FORCE INSTALL level_pivot FROM 'https://halgari.github.io/duckdb-level-pivot/current_release';

How It Works

LevelPivot maps relational rows to LevelDB keys using a key pattern. Each attribute value in a row becomes a separate LevelDB entry, and SELECTs reassemble rows by grouping keys that share the same identity prefix.

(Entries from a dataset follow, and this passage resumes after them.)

Issue #2563, opened 2025-06-06
Errors Produced in `try_lift` are difficult to Debug.


oldwomanjosiah:
Recently I was working on adding support for sending [`Uuid`] across the FFI boundary as a `String`. Originally, I had introduced this conversion using a bare

```rust
use uuid::Uuid;

uniffi::custom_type!(Uuid, String, { remote });
```

This appeared to work on Android and iOS when converting from `ParcelUuid` and `CBUUID` respectively, but would periodically crash with just "invalid length: expected length 32 for simple format, found 4" when running on iOS. This message is coming from the error returned from `Uuid::try_from(String)`, which was being lifted for a field of type `Vec<Uuid>`, and was being passed a short UUID as specified by Bluetooth 4.

I understand that this isn't necessarily this libraries responsibility, but it would be really nice if (when the `ffi-trace` feature is enabled) more context would be attached to the anyhow report to aid in debugging.

I'm thinking:

1. Unconditionally attach type names and source location information to `custom_type!()` invocations.
2. When `ffi-trace` is enabled:
    * Attach type name in try_lift
    * Attach field name in `try_read_field`

oldwomanjosiah:
I would also be interested in contributing to these changes, if they are something that the project would be interested in but aren't a high priority for anyone else atm.

mhammond:
hi, thanks for looking at uniffi! We'd be happy to look at zero (ish?) cost improvements to our diagnostics here.

mhammond:
Let's call this fixed by #2564, but we'd welcome more improvements or concrete problem cases in new PRs/issues.

PR #2564, opened 2025-06-07
Add Context to Custom Type Lifting

oldwomanjosiah:
Relates to #2563 

## Motivation

In many cases it is helpful to use the `custom_type!()` macro to delegate the conversion between domain and FFI-types, but this means that users of the library do not have direct control over the error messages which are produced in cases where the conversion fails. These are currently surfaced by the host language as an "internal error", which can lead to confusion when debugging.

## Proposed Change

- Use `anyhow::Context::with_context` to attach information on the conversion being attempted, and where in the codebase it was defined, when the `try_from` call returns an error.
- Update `LowerReturn` default and override on `Result` to format the full anyhow context chain, instead of just the topmost error.

### DIFF
--- a/uniffi/tests/custom_types.rs
+++ b/uniffi/tests/custom_types.rs
@@ -45,7 +45,7 @@ fn test_string_validation_failure() {
     let result: anyhow::Result<RecordWithValidatedStrings> =
         uniffi::Lift::<UniFfiTag>::try_lift(uniffi::Lower::<UniFfiTag>::lower(base));
 
-    let expected = r#"Lifting custom type `custom_types::ValidatedString` from FFI type `alloc::string::String` failed at uniffi/tests/custom_types.rs:39
+    let expected = r#"Lifting custom type `custom_types::ValidatedString` from FFI type `alloc::string::String` failed at uniffi/tests/custom_types.rs:34
 
 Caused by:
     Value cannot contain 'invalid'"#;
--- a/uniffi_macros/src/custom.rs
+++ b/uniffi_macros/src/custom.rs
@@ -192,9 +192,7 @@ pub(crate) fn expand_custom_type(args: CustomTypeArgs) -> syn::Result<TokenStrea
         Some(convert_closure) => convert_closure.token_tuple(),
         None => (
             quote! { val },
-            quote! {
-                ::core::result::Result::Ok(<#uniffi_type as TryInto<#custom_type>>::try_into(val)?)
-            },
+            quote! { ::core::result::Result::Ok(<#uniffi_type as TryInto<#custom_type>>::try_into(val)?) },
         ),
     };
 
@@ -207,6 +205,18 @@ pub(crate) fn expand_custom_type(args: CustomTypeArgs) -> syn::Result<TokenStrea
                 ::core::any::type_name::<#uniffi_type>(),
                 location.file(),
                 location.line()
+            )
+        }
+    };
+
+    // We allow needless_question_mark here because the error type of `TryInto` only needs conversion
+    // iff it is not a `anyhow::Error` already.
+    let try_lift_expr = quote::quote! {
+        #[allow(clippy::needless_question_mark)]
+        {
+            ::uniffi::deps::anyhow::Context::with_context(
+                (move || -> ::uniffi::Result<#custom_type> { #try_lift_expr })(),
+                #build_context
             )
         }
     };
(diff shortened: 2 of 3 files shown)


uniffi_core/src/ffi_converter_impls.rs
```diff
@@ -486,13 +486,14 @@ where
...
-            }
-        }
+        let crate::LiftArgsError { arg_name, error } = error;
+
+        let error = match error.downcast::<E>() {
+            Ok(user) => RustCallError::Error(<E as LowerError<UT>>::lower_error(user)),
+            Err(error) => crate::LiftArgsError { arg_name, error }.to_internal_error(),
+        };
+
+        Err(error)
```
bendk, line 496: Does this change the behavior or is it just a refactoring?  I kind of prefer the original version, since it keeps all the logic in one place.  What's the motivation to change this?

fixtures/ext-types/custom-types/tests/bindings/test_custom_types.py
```diff
@@ -10,6 +10,13 @@ def run(self, guid):
         self.saw_guid = guid
         return guid
 
+def get_value_arg_issue(value):
+    return f"""Failed to convert arg 'value':
+Lifting custom type `ext_types_custom::Guid` from FFI type `alloc::string::String` failed at fixtures/ext-types/custom-types/src/lib.rs:101
```
bendk, line 15: Is this enough context to understand the error?  Pointing to the `custom_type!` macro is feels like an improvement, but maybe a full backtrace would be even better.  That's probably more expensive though, so maybe there should be a feature flag for it.

I'm mostly just thinking out loud.  If this string feels good to you, then I'm happy to go with it now and and we can continue to iterate on it.

uniffi_macros/src/custom.rs
```diff
@@ -192,10 +192,35 @@ pub(crate) fn expand_custom_type(args: CustomTypeArgs) -> syn::Result<TokenStrea
...
+        }
+    };
+
+    // We allow needless_question_mark here because the error type of `TryInto` only needs conversion
+    // iff it is not a `anyhow::Error` already.
+    let try_lift_expr = quote::quote! {
+        #[allow(clippy::needless_question_mark)]
+        {
+            ::uniffi::deps::anyhow::Context::with_context(
+                (move || -> ::uniffi::Result<#custom_type> { #try_lift_expr })(),
```
bendk, line 218: Do you need a closure for this?  I would have thought `#try_lift_expr` would work by itself here.

uniffi/tests/custom_types.rs
```diff
@@ -0,0 +1,54 @@
...
+    pub name: ValidatedString,
+    pub children: Vec<ValidatedString>,
+}
+
+uniffi::custom_type!(ValidatedString, String);
+
+uniffi::setup_scaffolding!();
+
+#[test]
+fn test_string_validation_failure() {
```
bendk, line 39: Does this test run?  I'm not seeing it included in the module tree, but I might just be confused by the `trybuild` system.

uniffi_macros/src/custom.rs
oldwomanjosiah: A closure is needed here to catch errors propagated with `?` or `return` in the user provided code

uniffi_core/src/ffi_converter_impls.rs
oldwomanjosiah: The behavior here is the same, but I pulled out the formatting out so that we could use the same function for the default impl and this override.

It's not enough code that that feels super necessary, but the duplication tripped me up while I was working on this so I figured I'd centralize.

uniffi/tests/custom_types.rs
oldwomanjosiah: Yeah, rust files in the `<crate root>/tests` directory are automatically included as "integration tests". Originally, I placed this here as it used `cargo-insta` to validate the error message and it felt cleaner to have the snapshots out of the main src tree, but the [dependency managment docs](https://github.com/mozilla/uniffi-rs/blob/main/docs/dependency-management.md) are missing and I didn't want to add it without being able to review the rules there.

I can move these back into `src/lib.rs::tests` if you would prefer.

fixtures/ext-types/custom-types/tests/bindings/test_custom_types.py
oldwomanjosiah: I'm not dead set on this specific message, but I do think that adding in the attempted conversion and source location is enough to catch most issues that a user would run into. I'm not entirely sure when `anyhow` will choose to print out a backtrace, but I do know that it should be propagating it if it is captured by the source error.

I originally had a version that was more explicit about the fact that we had delegated to `try_from`, but it felt both too verbose and also potentially incorrect when the end user provided some custom conversion code.

uniffi/tests/custom_types.rs
oldwomanjosiah: Okay actually, I just attempted to move the test as I mentioned, and all the macros assume that you will be able to import with the `::uniffi` syntax, which requires that uniffi be a crate dependency. This is true for integration tests, but not unit tests in the same crate

uniffi_core/src/ffi_converter_impls.rs
bendk: Oh, I missed that this removed some duplication.  It all makes sense to me now.

bendk (approved):
Thanks for the quick and thoughtful response.  All the changes seem well motivated to me, let's merge this.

Given a table with pattern users##{group}##{id}##{attr} and columns [group, id, name, email]:

INSERT INTO testdb.users VALUES ('admins', 'u1', 'Alice', 'alice@ex.com');

This produces two LevelDB keys:

users##admins##u1##name  → Alice
users##admins##u1##email → alice@ex.com

A SELECT reconstructs the row by iterating keys with the shared prefix users##admins##u1## and pivoting the attribute names back into columns:

group   | id | name  | email
admins  | u1 | Alice | alice@ex.com

Quick Start

-- Attach a LevelDB database (creates the directory if needed)
ATTACH 'my_data' AS db (TYPE level_pivot, CREATE_IF_MISSING true);

-- Create a pivot table
CALL level_pivot_create_table('db', 'users', 'users##{group}##{id}##{attr}',
  ['group', 'id', 'name', 'email']);

-- Insert, query, update, delete — standard SQL
INSERT INTO db.users VALUES ('admins', 'u1', 'Alice', 'alice@ex.com');
SELECT * FROM db.users WHERE "group" = 'admins';
UPDATE db.users SET email = 'new@ex.com' WHERE "group" = 'admins' AND id = 'u1';
DELETE FROM db.users WHERE "group" = 'admins' AND id = 'u1';

-- Clean up
CALL level_pivot_drop_table('db', 'users');
DETACH db;

Table Modes

Pivot Mode (default)

Pivot tables use a key pattern to decompose rows into LevelDB key-value pairs. The pattern has three kinds of segments:

  • Literals — fixed text like users## that scopes keys
  • Captures {name} — identity columns that form the row's primary key
  • {attr} — placeholder replaced by each attribute column name
CALL level_pivot_create_table('db', 'metrics', 'metrics##{host}##{ts}##{attr}',
  ['host', 'ts', 'cpu_pct', 'mem_mb'],
  column_types := ['VARCHAR', 'BIGINT', 'DOUBLE', 'BIGINT']);

Identity columns (host, ts) uniquely identify a row. Attribute columns (cpu_pct, mem_mb) each get their own LevelDB entry per row.

Raw Mode

Raw tables provide simple key-value access without pivot logic. They must have exactly two columns.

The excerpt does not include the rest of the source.